Developmental phenotypic plasticity is a widespread phenomenon that allows organisms to produce different adult phenotypes in response to different environments. Investigating the molecular mechanisms underlying plasticity has the potential to reveal the precise changes that lead to the evolution of plasticity as a phenotype. Here, we study wing plasticity in multiple host-plant adapted populations of pea aphids as a model for understanding adaptation to different environments within a single species. We describe the wing plasticity response of different ‘biotypes’ to a crowded environment and find differences within as well as among biotypes. We then use transcriptome profiling to compare a highly plastic pea aphid genotype to one that shows no plasticity and find that the latter exhibits no gene expression differences between environments. We conclude that the loss of plasticity has been accompanied by a loss of differential gene expression and therefore that genetic assimilation has occurred. Our gene expression results generalize previous studies that have shown a correlation between plasticity in morphology and gene expression.
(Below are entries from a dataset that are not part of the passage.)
PR #384, opened 2021-04-30
Sync Relayer from previous Ethereum block

denalimarsh:
This PR includes the Ethereum-side functionality required for the Relayer to sync from a previous block. Syncing process steps:
- [ ] On initialization, query previous BEEFY justifications from the relay chain, storing them in the BEEFY justification database
- [x] Query all previous `InitialVerificationSuccessful` events from Ethereum, use them to update the status of items in the database
- [x] Query all previous `FinalVerificationSuccessful` events, update the status of database items
- [x] Iterate over the database and send appropriate transactions to the blockchain
- [x] Transition to live mode by starting subscriptions

I'm currently blocked by step 1, as it's not possible to query BEEFY justifications by block yet.


musnit:
@denalimarsh i know you're blocked on parity, but is this existing functionality something we could complete/merge in and address the initialization extras when the apis are ready?

relayer/workers/beefyrelayer/beefy-ethereum-listener.go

Tab 1: Data associated with Figure 1. Aphid genotype and biotype are shown in the first two columns. The number of Unwinged and Winged aphids from each plant are shown in the third and fourth columns, respectively.

Tab 2: Data associated with Figure 2. Genotype is shown in the first column (either 319 or 74). The Treatment (whether an aphid was exposed to solitary or crowded conditions) is shown in the second column. As above, the number of Unwinged and Winged aphids from each plant are shown in the third and fourth columns, respectively.